那會兒楚慎行還在築基期。他在大雪中趴了整整十日,整個人被淹在雪裡。帶來的元靈丹雖有剩,但也不能隨意浪費。他護體靈氣時有時無,隻保證自己不被凍死。這樣過去足足一百二十個時辰,終於等到清雪鴉閉眼休息。
楚慎行伏在雪上,漸漸接近。
他小心謹慎,提劍的手穩而準,往清雪鴉胸口最柔軟的要害處刺去。
饒是如此,這次歷練,還是讓他丟了半條命。
劍尖被清雪鴉的胸羽阻擋,日影劍“嗡”一聲,發出一陣清吟。醒來的清雪鴉回身攻擊,展翅飛往高天,再融入雪中,仇恨地看著楚慎行。
它的血滴下來,染紅皚皚雪原。
楚慎行是劍修,劍風破風,與俯衝下來的清雪鴉纏鬥在一起。等三日後,他渾身是已經結了冰的血,分不清屬於自己還是屬於那妖獸,從雪坑裡爬出來,才發覺,原來不知不覺間,自己與清雪鴉鬥法的地方已經凹陷下去數尺。

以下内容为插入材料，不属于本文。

PR #101, opened 2023-02-07
Move link to latest nitro snapshot

ynvv:
Old snapshot link (https://snapshot.arbitrum.io/mainnet/nitro.tar) is very outdated. I think this snapshot is more recent.

### DIFF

除去這層絨羽,還需要八階玄星石、金甲沙、玉精水、金羚骨——
有些可以買到,有些要自己去取。好在一回生,二回熟。
這次修複寒鴉,也要順帶給秦子遊備好鑄劍材料。
說起來,似乎還需要一個丹爐……
少年終於不再點頭。
他抱劍而眠,俊秀的臉頰壓著劍柄,上面依稀已經有一個紅印。
走了半夜,楚慎行用青藤勾出秦子遊袖中芥子袋內的信符,秦子遊都未蘇醒。
楚慎行往自己身上貼了個隔音符,而後開口,惟妙惟肖地模仿少年嗓音:“爹!我是子遊。”